Categories
Personal Musings

Put Your Shirt On. You’re Making Me Self-Conscious

It’s not a dad bod. It’s a father figure

I was standing in line at Daybreak Donuts in Surf City, NC, about a month ago while we were on family vacation and there’s a guy in front of me wearing a t-shirt that read, “It’s not a dad bod. It’s a father figure.”

I chuckled under my breath as we waited patiently in line for 20 minutes for our freshly made, warm little pieces of Heaven on Earth. I don’t know what the other guy ordered but I got the Banana Pudding Donut and that small fried cake of sweetened dough was banging.

Disclosure: I got two Banana Pudding Donuts and they were amazing.

Okay, I got three Banana Pudding Donuts and I may have also eaten one of my wife’s donuts when she was outside drinking coffee on the deck reading a cozy murder mystery novel.1

Happy?

Later that day I ended up with a bit of a stomach ache. I have no idea why. The likely culprit I surmised:

  • Drinking too much water,
  • The sun, or
  • The heat.

By the end of our vacation, I swelled from donuts. I vowed to myself that upon my return home I was going to push myself harder running and incorporate cross training. I would bike more, do push-ups, sit-ups, and lift those heavy things in the floor at our house next to the wall. Weights. Weights are what they are called. I would lift weights for more than two weeks before taking my complimentary two years sabbatical, as is typical.

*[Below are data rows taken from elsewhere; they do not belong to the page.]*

PR #563, opened 2018-12-07
Cleanup

flihp:
A pile of odds and ends that I ran across while working on new features.

### DIFF
--- a/src/resource-manager.c
+++ b/src/resource-manager.c
@@ -373,6 +373,15 @@ resource_manager_save_session_context (gpointer data_entry,
     }
     resp = access_broker_send_command (resmgr->access_broker, cmd, &rc);
     if (rc != TSS2_RC_SUCCESS) {
+        g_critical ("%s: TCTI failed while saving session context from "
+                   "SessionEntry 0x%" PRIxPTR ", got RC 0x%" PRIx32,
+                   __func__, (uintptr_t)entry, rc);
+        goto err_out;
+    }
+    if (tpm2_response_get_code (resp) != TSS2_RC_SUCCESS) {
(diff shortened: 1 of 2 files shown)


src/resource-manager.c
```diff
@@ -373,6 +373,15 @@ resource_manager_save_session_context (gpointer data_entry,
     }
     resp = access_broker_send_command (resmgr->access_broker, cmd, &rc);
     if (rc != TSS2_RC_SUCCESS) {
+        g_critical ("%s: TCTI failed while saving session context from "
+                   "SessionEntry 0x%" PRIxPTR ", got RC 0x%" PRIx32,
+                   __func__, (uintptr_t)entry, rc);
+        goto err_out;
+    }
+    if (tpm2_response_get_code (resp) != TSS2_RC_SUCCESS) {
```
joshuagl: Any reason why one is a g_critical and the other a g_warning? g_critical is usually used for programmer errors, but I can't tell from the diff context whether this is one?

src/resource-manager.c
```diff
@@ -665,14 +665,10 @@ resource_manager_flush_context (ResourceManager *resmgr,
...
-        g_info ("f");
+        g_debug ("%s: handle 0x%08" PRIx32 "is a session, removing from "
+                 "SessionList", __func__, handle);
         session_list_remove_handle (resmgr->session_list, handle);
-        /*
-        response = access_broker_send_command (resmgr->access_broker,
-                                               command,
-                                               &rc);
-        */
+        session_list_prettyprint (resmgr->session_list);
```
joshuagl: I had to dig a few levels deep to find out the `pretty_print*` functions were using `g_debug`, and therefore require the _G\_DEBUG_ environment variable to be set. LGTM.

PR #524, opened 2022-02-11
[EMCAL-670] Store cluster position in phi from 0 to 2 Pi

mfasDa:
Convention for phi to be compatible
with the EMCAL geometry
implementation which uses 0 - 2 pi
in azimuth.


mfasDa:
Apparently ROOT::Math::PositionVector3D uses the convention -pi to pi for phi (see ROOT::Math::CylindricalEta3D::Restrict), the EMCAL geometry uses the convention 0 to 2 Pi. In order to align them we will store phi in the cluster with the convention 0 - 2 pi.

mfasDa:
Also applied to cells in the cell monitoring histogram now ...

jgrosseo (approved):

PR #532, opened 2022-02-15
Avoid unnecessary checks for track selection

lbariogl:


mario-krueger:
hi,
I would be very surprised if this makes any difference (except for the `isRun2` stuff maybe...).
As far as I understand, an `&&`ed if statement will not be processed further as soon as one condition evaluates to `false`. 
Cheers,
  Mario

lbariogl:
Hi,
in this case it does not male any difference at all.
I thought it evaluated all the conditions for each track.
We can forget about thir PR in this case.

PR #535, opened 2022-02-16
[EMCAL-670] Initialize GeoManager from CCDB

mfasDa:
The GeoManager is needed in order
to calculate the cluster kinematics.
Loading via the GeoManager fails on
HyperLoop due to a missing Geometry
file, instead it needs to be obtained
from the CCDB.


iarsene (approved):

mfasDa:
Running fine, but an include statement was missing - fixed. WIP label removed - ready for merge!

iarsene (approved):

PR #542, opened 2022-02-19
Add momentum selection

lbariogl:


victor-gonzalez (approved):
I guess it is what you want: to keep tracks with Pt minor than Pt_max AND P minor than P_max

PR #549, opened 2022-02-22
Avoid issues with fmt 8.1.1

ktf:


jgrosseo:
What is the issue with %f?

ktf:
The problem is the boolean, I think. On a separate note I would suggest we tell people to use LOGP, rather than LOGF, so that in general they do not have to think about the type.

jgrosseo (approved):

PR #555, opened 2022-02-23
DPG: dont use QAResults.root output file

mario-krueger:


alibuild (approved):

PR #556, opened 2022-02-23
PID as temporary workaround for primaries

pestratm:
To temporarily workaround the problem with isPhysicalPrimary, select the particles directly using PID @mario-krueger @yelmard

### DIFF
--- a/PWGLF/Tasks/spectraCharged.cxx
+++ b/PWGLF/Tasks/spectraCharged.cxx
@@ -221,11 +221,11 @@ bool chargedSpectra::initParticle(const P& particle)
 {
   vars.isChargedPrimary = false;
   auto pdgParticle = pdg->GetParticle(particle.pdgCode());
-  // if (!pdgParticle || pdgParticle->Charge() == 0.) {
-  if (!pdgParticle || TMath::Abs(pdgParticle->Charge()) != 3.) { // This is only a temporary workaround for isPhysicalPrimary and should be replaced by commented line in future
+  if (!pdgParticle || pdgParticle->Charge() == 0.) {
     return false;
   }
-  vars.isChargedPrimary = particle.isPhysicalPrimary();
+  std::list<int> primparticles{11, 13, 211, 321, 2212, 3112, 3222, 3312, 3334};                                                                                           //(Non-exhaustive) list of charged particles that can constitute primaries
+  vars.isChargedPrimary = particle.isPhysicalPrimary() && (std::find(primparticles.begin(), primparticles.end(), TMath::Abs(particle.pdgCode())) != primparticles.end()); // use PID as temporary workaround
   if (std::abs(particle.eta()) >= etaCut) {
     return false;
   }


njacazio (commented):
Hi @pestratm wouldn't it be better to iteratively check the mother? Something like https://github.com/AliceO2Group/DelphesO2/blob/master/examples/aod/createO2tables.h#L643

PWGLF/Tasks/spectraCharged.cxx
```diff
@@ -221,11 +221,11 @@ bool chargedSpectra::initParticle(const P& particle)
 {
   vars.isChargedPrimary = false;
   auto pdgParticle = pdg->GetParticle(particle.pdgCode());
-  // if (!pdgParticle || pdgParticle->Charge() == 0.) {
-  if (!pdgParticle || TMath::Abs(pdgParticle->Charge()) != 3.) { // This is only a temporary workaround for isPhysicalPrimary and should be replaced by commented line in future
+  if (!pdgParticle || pdgParticle->Charge() == 0.) {
```
njacazio, line 224: Here you are skipping neutral and those for which the PDG is not taken and this is fine

PWGLF/Tasks/spectraCharged.cxx
```diff
@@ -221,11 +221,11 @@ bool chargedSpectra::initParticle(const P& particle)
...
     return false;
   }
-  vars.isChargedPrimary = particle.isPhysicalPrimary();
+  std::list<int> primparticles{11, 13, 211, 321, 2212, 3112, 3222, 3312, 3334};                                                                                           //(Non-exhaustive) list of charged particles that can constitute primaries
+  vars.isChargedPrimary = particle.isPhysicalPrimary() && (std::find(primparticles.begin(), primparticles.end(), TMath::Abs(particle.pdgCode())) != primparticles.end()); // use PID as temporary workaround
```
njacazio, line 228: But here you're just checking that the particle PDG is in the list of the particles defined above, right?

njacazio (changes requested):

PWGLF/Tasks/spectraCharged.cxx
pestratm: Exactly. We're interested in the charged primaries and thus have the (pdgParticle->Charge() == 0.) above and the particle.isPhysicalPrimary() here. But since the isPhysicalPrimary is currently not working correctly, I added this workaround so that we exclude particles that cannot be primaries. This second part is supposed to be removed once isPhysicalPrimary is working properly, while the rest will remain here (that's why I changed it back  (pdgParticle->Charge() == 0.). It won't make any difference right now but will once all is working properly).

njacazio: Ok

njacazio (approved):

PWGLF/Tasks/spectraCharged.cxx
pestratm: > Hi @pestratm wouldn't it be better to iteratively check the mother? Something like https://github.com/AliceO2Group/DelphesO2/blob/master/examples/aod/createO2tables.h#L643 I'm not sure that you are selecting primaries like this, unless I misunderstood what you're doing

You're correct, it is not actually selecting primaries. It is more of a quick and "dirty" temporary workaround to only select particles that at least could be primary particles (and thus exclude other particles that are too short-lived to be primaries). I will change it again once isPrimaryParticle is properly working. This is why I only checked if it is one of those particles and not if it actually really is a primary

PR #558, opened 2022-02-23
Extend handling of PID response param

njacazio:
- Add common utility for CCDB handling
- Add possibility to create timestamp based objects based on run number

### DIFF
--- a/Common/Tools/handleParamBase.h
+++ b/Common/Tools/handleParamBase.h
@@ -1,0 +1,118 @@
+// Copyright 2019-2020 CERN and copyright holders of ALICE O2.
+// See https://alice-o2.web.cern.ch/copyright for details of the copyright holders.
+// All rights not expressly granted are reserved.
+//
+// This software is distributed under the terms of the GNU General Public
+// License v3 (GPL Version 3), copied verbatim in the file "COPYING".
+//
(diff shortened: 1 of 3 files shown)


jgrosseo:
Why start from the run number and not the timestamp?

njacazio:
@jgrosseo 
> Why start from the run number and not the timestamp?
Indeed the run number is just for having an easy handle but the timestamps can still be defined.
There are 2 ways of using it:
a) More general: one can send the object specifying the timestamp of the object
b) One uses the run number to get the timestamp limits and the object is pushed as such. This is when the parametrization is on the run number level (as it is for now)

jgrosseo:
I understand but it may be an additional complication. The idea was that if you have an object defined for an entire run, the validity is defined in CCDB as such and automatically the object is only retrieved once. So I don't think that the analysis code needs to know about the entity of run at all at this point. What do you think?

njacazio:
Ah sure, I fully agree! 
But this is not analysis code, this is just the way that we push PID response objects on the ccdb.
Unless I misunderstood what you are saying the way we fetch CCDB objects in analysis is still completely handled via timestamps and not run numbers. 
This change is transparent for the analysis task

jgrosseo (approved):

jgrosseo:
Thanks. I understand now

PR #559, opened 2022-02-24
PWGHF: Avoid usage of indices in getting MC particle mothers and daughters

fgrosa:
@aalkin @jgrosseo as discussed in https://github.com/AliceO2Group/O2Physics/pull/510 I reopen a PR to investigate the issue with `daughters_as<>` and `mothers_as<>` in `RecoDecay.h`

### DIFF
--- a/Common/Core/RecoDecay.h
+++ b/Common/Core/RecoDecay.h
@@ -562,7 +562,6 @@ class RecoDecay
   }
 
   /// Finds the mother of an MC particle by looking for the expected PDG code in the mother chain.
-  /// \param particlesMC  table with MC particles
   /// \param particle  MC particle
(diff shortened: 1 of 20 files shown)


jgrosseo:
Thanks a lot!
@aalkin does this help to debug or do you also need to know about the specific input files which cause the failures?

aalkin:
This should be enough, so far it seems that this may trigger two separate issues: one is with recursive dereference of the self-index, and the other is with some input files that may have set daughter slice set incorrectly (first index < second index).

benedikt-voelkel:
This should sort daughters in the `McParticle` table during AOD production
The issue is also followed up in O2-2810

PR #563, opened 2022-02-26
Improved handling of vertex and track reconstruction efficiencies

victor-gonzalez:
Also
- possibility of event selection without trigger class
- track selection FB32 and FB64 adapted to Run3


alibuild (approved):

PR #1848, opened 2023-01-26
PIDML producer: Drop backward compability with old data, protect MC cases from crash

saganatt:


alibuild (approved):

PR #1851, opened 2023-01-26
Improve strangeness builder preselectors

ddobrigk:
Based on needs for software triggering and the content shown at the [AOT meeting of the 12th](https://indico.cern.ch/event/1236818/contributions/5203341/attachments/2574614/4439297/DDChinellato-2023-StrangenessReconstructionInO2-02.pdf). 

This PR adds the possibility to pre-filter TPC Ncrossedrows at the preselector level, avoiding loops on candidates with ITS-only tracks if not required (and with the filtering being arrow-based). It also adds an extra flag such that TPC requirements (dE/dx and Ncrossedrows) can optionally only be applied to baryon/heavy daughters. To preserve standard operation, the new flag defaults to false; using it will make it possible to also explore strangeness measurements with the meson prong not having dE/dx information. @ChiaraDeMartin95 and @ercolessi : this is relevant for you :-D

@strogolo @mpuccio @jgrosseo this could potentially also help a bit with the CEFP performance but let's proceed cautiously. I will still investigate further before suggesting any change in those configurations, of course.

### DIFF
--- a/PWGLF/TableProducer/cascadebuilder.cxx
+++ b/PWGLF/TableProducer/cascadebuilder.cxx
@@ -753,7 +753,7 @@ struct cascadePreselector {
   }
   //*+-+*+-+*+-+*+-+*+-+*+-+*+-+*+-+*+-+*+-+*
   /// This process function ensures that all cascades are built. It will simply tag everything as true.
-  void processBuildAll(aod::Cascades const& cascades, TracksWithExtra const&)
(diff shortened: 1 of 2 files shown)


njacazio (dismissed):

ddobrigk:
Just realised a minor fix is still necessary. Will do it in a moment

njacazio (approved):

PR #1855, opened 2023-01-26
DPG: add collision numContrib in the derived data.

mfaggin:


alibuild (approved):

PR #1710, opened 2022-12-21
PWGHF: implement SigmaC in Lc->pKpi creator and task

mfaggin:
Hi, here a first implementation of SigmaC code @vkucera

PR #1856, opened 2023-01-27
PWGHF: Move D2H tasks to dedicated PAG folder

lvermunt:
As agreed with the PWGHF conveners several months ago (sorry for the delay) and recently revisited, we move the D2H tasks from `PWGHF/Tasks` to the dedicated `PWGHF/D2H/Tasks` directory.

To not confuse future D2H analysers on which task to use, I did not touch the (outdated?) `task[D0/Lc]ParametrizedPID.cxx`, `taskLcCentrality.cxx`, and dedicated ALICE3 tasks. I also kept the QA tasks in the general directory, since I think these are useful for multiple PAGs.

This Sigmac task from @mfaggin (of open PR #1710) should be moved as well before being merged.


fcolamar (approved):
Ciao Luuk, thanks for moving the D2H tasks in the dedicated folder, I'm approving the PR since this had been already agreed in the past.

PR #1857, opened 2023-01-27
Remove unnecessary DetectorsVertexing linking

ddobrigk:
@ktf following our conversation... this is only the part in which I cleaned up the unnecessary linking. 

@mpuccio @jgrosseo @strogolo this is ONLY the "simple" part of not linking unnecessary libraries. In principle if this compiles and passes all tests, and therefore merges OK, this should be completely harmless. But of course please jump up in case you have objections :-)


ddobrigk:
Some background: an abnormally high memory consumption was found recently for a variety of tasks. After investigation (thanks a lot to Giulio and Sandro!) it was found that the DetectorsVertexing library linked GlobalTracking, which in turn linked MFTTracking, and MFT tracking increased in size very significantly on the 18th January. The large memory usage of MFTTracking is being investigated, but this incident has also made us aware that DetectorsVertexing was being linked to many tasks that, in fact, have no requirement of that library. This PR removes the linking to DetectorsVertexing from the 71 tasks that do not need it and should result in memory savings for those tasks. 

As a further step: in those cases in which DetectorsVertexing is indeed required, that's because of the DCAFitter. However, loading the entire GlobalTracking library because of that is also a bit unnecessary, so in continuation, the next logical step is to modularize the DCAFitter (under e.g. Common/DCAFitter) such that it becomes a standalone library. This will then improve the memory consumption of tasks such as strangeness and HF candidate building and will be done in a subsequent PR in the future.

ktf:
IMHO, we should also segregate all the libraries we want to allow from O2 into a single entrypoint (say O2::ReconstructionCore), and then forbid any other explicit usage of O2 packages in analysis.

ddobrigk:
@ktf yes, I think here the problem was that everyone (including myself on occasion) copy-pasted the vertexing when in doubt and having a single entry point for stuff that could be useful would even make it simpler for people to know if what they are doing is ok or not, so I fully agree. One thing only, then, is that even within the single entry point it is maybe good to keep good modularity of sub-items to be loaded to memory instead of just having one bigger library of utilities, I guess.

ktf:
Well, if you end up loading them all in one place or another, it does not really matter, but yes, we could have a few of those entrypoints. The important thing to me is that not everything which is in O2 is considered to be "linkable".

jgrosseo (approved):

ddobrigk:
Could we please merge this? I don't have permissions to override the many needed approvals but perhaps @shahor02 or someone else has permissions to merge? Thank you!!!

njacazio (approved):

PR #1860, opened 2023-01-27
Change CEFP to deal with schema evolution

mpuccio:
- Fix schema evolution treatment in CEFP
- Fix bin label assignment
- Remove collision id from output table


mpuccio:
Hi @fkrizek, I also removed the collision id from your output table, as it is not necessary.

alibuild (approved):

On our first evening back home, a military guy, ten to twelve years my junior, goes running down the road behind our house with his shirt off and his washboard abs and his overpriced wireless AirPods poking out from his ears. His movements were effortless; whereas, when I run, even though I’ve been a runner for a minute, I look like I’m about to keel over.

After I removed my hands from my wife’s eyes, the little voice inside my head which is quite the Negative Nancy in my life, said, “Put your shirt back on. You’re making me self-conscious.”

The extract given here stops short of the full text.